Masao Yamamoto1270, from Nakazora (2001)

I’ve been on Tumblr pretty much every day since mid-to-late 2010. I’ve borne witness to a half dozen or so major changes that have infuriated users and caused folks to scream bloody murder about how they’re killing the site.

The last six months have been especially harrowing. Except… I’m not seeing a lot of screaming this time around. It seems like everyone who has been threatening to leave-has and that leaves two groups: folks like me who are too stubborn to quit and noobs who aren’t super hip to the way the platform words (or, more likely: don’t care).

It’s becoming increasingly challenging to keep this blog up and running, honestly. I mean: previously, I had more content I wanted to post than I had time to prepare posts. Now? Now, there’s still things I want to post–but it’s fewer and further between. I’m less able to pick what photo or image I’m most excited about and instead I’m having to focus more on curation. (This is probably a good thing for my brain but there are times when I feel like folks–in general–are less engaged with the proceedings.

Take the photo above. I’ve been wracking my brain trying to figure out what to say about it. It’s not that I don’t like Yamamoto–I’ve posted another of his photos several years back.

I know most of his work centers on landscapes and nudes. And that he uses tea to tone his prints.

I had some notion that there’s something of William Blake in his work. But, that’s not an assertion I can necessarily support beyond just saying it feels that way to me.

I reread his Wikipedia page and noticed this statement: “[he] makes installation art with his small photographs to show how each print is part of a larger reality.”

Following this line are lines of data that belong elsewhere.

PR #679, opened 2024-08-27
Introduce easy api for starting tasks for remote participants

keepingitneil:


livekit-agents/livekit/agents/job.py
```diff
@@ -99,12 +107,74 @@ async def connect(
...
+        filter_fnc: Callable[[rtc.RemoteParticipant], bool] | None = None,
+    ):
+        """Adds a task to be run when a participant that matches the filter joins the room. In cases where
+        the participant has already joined, the task will be run immediately. The task will only be run once
+        per matching participant. In cases where a participant leaves and then rejoins with the same identity,
+        the new task will not be started until the old task has completed.
+        """
+
+        def _filter_fnc(p: rtc.RemoteParticipant) -> bool:
+            if filter_fnc and identity:
```
davidzhao, line 141: move this outside of `_filter_fnc`? to ensure that we can raise on `add_participant_task` vs later

davidzhao: a simpler way is to avoid this inner function.. but instead to set:

```python
if filter_fnc is None:
    if identity:
        filter_fnc = lambda p: p.identity == identity
    else:
        filter_fnc = lambda p: True
```

livekit-agents/livekit/agents/job.py
```diff
@@ -99,12 +107,74 @@ async def connect(
...
+                return filter_fnc(p)
+
+            return True
+
+        async def _coro_wrapper(p: rtc.RemoteParticipant):
+            if p.identity in self._participant_tasks:
+                t = self._participant_tasks[p.identity]
+
+                try:
+                    async with asyncio.timeout(5):
```
davidzhao, line 157: could be `await.asyncio.wait_for(t, 5)` ?

examples/participant/participant_task.py
```diff
@@ -0,0 +1,29 @@
...
+    async def participant_task(p: rtc.RemoteParticipant):
+        logger.info(f"participant task starting for {p.identity}")
+        # Do something with p.attributes, p.identity, p.metadata, etc.
+        # my_stuff = await fetch_stuff_from_my_db(p)
+
+        # Do something
+        await asyncio.sleep(60)
+        logger.info(f"participant task done for {p.identity}")
+
+    await ctx.add_participant_task(task_fnc=participant_task, filter_fnc=lambda p: True)
```
davidzhao, line 25: no need to await this

livekit-agents/livekit/agents/job.py
```diff
@@ -99,12 +107,74 @@ async def connect(
...
         _apply_auto_subscribe_opts(self._room, auto_subscribe)
 
     def shutdown(self, reason: str = "") -> None:
         self._on_shutdown(reason)
 
+    def _on_participant_connected(self, p: rtc.RemoteParticipant) -> None:
+        for filter, coro in self._participant_coro_lookup.items():
+            if filter(p):
+                task = asyncio.create_task(coro(p))
+                self._participant_tasks[p.identity] = task
```
davidzhao, line 122: this confused me a bit in terms of the sequencing (i.e. intention is to run them serially vs override). Does it make sense to enforce serial dispatch for two unrelated callbacks?

imagine this use cases:

```python
async def task1(p: rtc.RemoteParticipant):
    for frame in p.audio_stream:
       pass

async def task2(p: rtc.RemoteParticipant):
    for frame in p.video_stream:
       pass

ctx.add_participant_task(task1)
ctx.add_participant_task(task2)
```

davidzhao (commented):
I like the ergonomics of ctx.add_participant_task

davidzhao:
a couple of other thoughts/questions:

1. should this be in rtc? it doesn't look like any job specific functions are used. i.e. why not `room.add_participant_task`?
2. lifecycle-wise, how does it end when either local or remote participant becomes disconnected? is there an easy way for the user to tell? or maybe the answer is just to listen to `participant_disconnected`
3. is there a way to limit only the first participant?

livekit-agents/livekit/agents/job.py
keepingitneil: spoke with theo about just removing the timeout altogether and logging a warning if the previous task is running at all

examples/participant/participant_task.py
keepingitneil: bug on my end, fixed

livekit-agents/livekit/agents/job.py
keepingitneil: Hrmm, I suppose we could actually key off of the (identity,callback) tuple and say that each different callback runs in parallel but only one of each per participant runs at a time.

keepingitneil:
> a couple of other thoughts/questions:
> 
> 1. should this be in rtc? it doesn't look like any job specific functions are used. i.e. why not `room.add_participant_task`?
> 2. lifecycle-wise, how does it end when either local or remote participant becomes disconnected? is there an easy way for the user to tell? or maybe the answer is just to listen to `participant_disconnected`
> 3. is there a way to limit only the first participant?

1. I leaned toward agents because it has some overlap `participant_(dis)connected` callbacks but behaves differently. I worry it could be confused as two different ways to do the same thing (even though they are different). A _very_ rough symmetry argument could be made with other client libs: this feels like convenience on top of the core client lib, similar to the hooks you'd find in components-js.

For 2. it's just up to the users to end the task. So, for example, a task iterating audio frames would simply exit when the participant disconnects.

3. Hrmm no not really, do you think it's needed? The user would probably know and be able to filter out participants they don't want. Of course, they could also use a closure-scoped variable to keep track of it if they really only wanted the first participant without caring about any other filtering criteria.

livekit-agents/livekit/agents/job.py
```diff
@@ -99,12 +106,41 @@ async def connect(
...
     def shutdown(self, reason: str = "") -> None:
         self._on_shutdown(reason)
 
+    def _on_participant_connected(self, p: rtc.RemoteParticipant) -> None:
+        for coro in self._participant_entrypoints:
+            if (p.identity, coro) in self._participant_tasks:
+                logger.warning(
+                    f"a participant has joined before a prior participant task matching the same identity has finished: '{p.identity}'"
+                )
+            task = asyncio.create_task(coro(p))
```
theomonnom, line 123: nit, add a taskname 

like "participant_entrypoint"

livekit-agents/livekit/agents/job.py
```diff
@@ -99,12 +106,41 @@ async def connect(
...
+            self._participant_tasks[(p.identity, coro)] = task
+            task.add_done_callback(
+                lambda _: self._participant_tasks.pop((p.identity, coro))
+            )
+
+    def add_participant_entrypoint(
+        self,
+        *,
```
theomonnom, line 131: let's allow to put it directly the callback instead of using * ?

theomonnom (approved):

davidzhao (approved):
nice!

This suggests an interplay between images within a given context being important to understanding his work. I googled “nakazora”; it returned the following from the publisher of this work:

Dictionary Definition of Nakazora: The space between sky and earth, the
place where birds, etc. fly. Empty air. An internal hollow. Vague.
Hollow. Around the center of the sky. Or, emptiness. A state when the
feet do not touch the ground. Inattentiveness. The inability to decide
between two things. Midway. The center of the sky (the zenith). A
Buddhist term. Nakazora is our second publication on the work of
Japanese artist Masao Yamamoto. But this is no book: the artist has
designed a scroll measuring over eighteen feet long, beautifully printed
in process color on uncoated Japanese stock. The timelessness of
Yamamoto’s imagery is beautifully echoed in scroll presentation. The
scroll was one of the earliest vehicles used for storing and presenting
visual information. Nakazora combines the aesthetic and tactile
attributes of this traditionally one-off format with the advantages of
modern printing technology. A striking marriage of traditional and
hi-tech materials and production techniques, Nakazora redefines the term
‘artists’ book.’

I can’t think of scrolls in an art context without flashing to Caroless Schneemann’s Interior Scroll. But it seems that my initial instinct with Blake isn’t far off the mark–since short of illuminated manuscripts, Blake was kind of the progenitor of ‘artist’s books’.

I suspect that the similarities run deeper than that but at present I am too brain drained from once again packing all of my worldly possessions in preparation to move ¼ of the way around the world…

Masao YamamotoTitle Unknown (19XX)

When I learned about the haiku form in like 7th grade or some shit, what I took from the lesson was the whole 5-7-5 syllable patterning and that they all seemed to be meditative on nature.

For probably a good decade, my approach to the form was on par with South Park.

But what gets glossed over is the connection between the first 12 and the disjunction/rupture inherent in the final 5 syllables.

In effect, the above image is a photographic approximation of a haiku. There are two distinct planes in the frame–differentiated by depth of field; the blossoming cherry branch in the foreground, the young woman in the mid-ground.

This was almost certainly shot with a telephoto lens–which has the effect of magnifying the subject. However, telephoto lenses also compressed the distance between objects. Thus although there may be twenty feet between the subject and a wall, it appears as if the subject is relatively close to the wall. (The famous cinematographic example of this is that famous scene in the Coen Brothers’ Raising Arizona with the baby in the car seat in the middle of the road with a station wagon barreling down on it.)

Given that the background in this print is so pitch dark that it seems like an Edward Weston wet dream and that the blossoming branch in the foreground is so dark–only remaining visible due to the body separating it from the background, what originally appeared as discrete planes, interpenetrate.

Bonus factoid: Apparently, Yamamoto isfond of employing tea to stain his prints.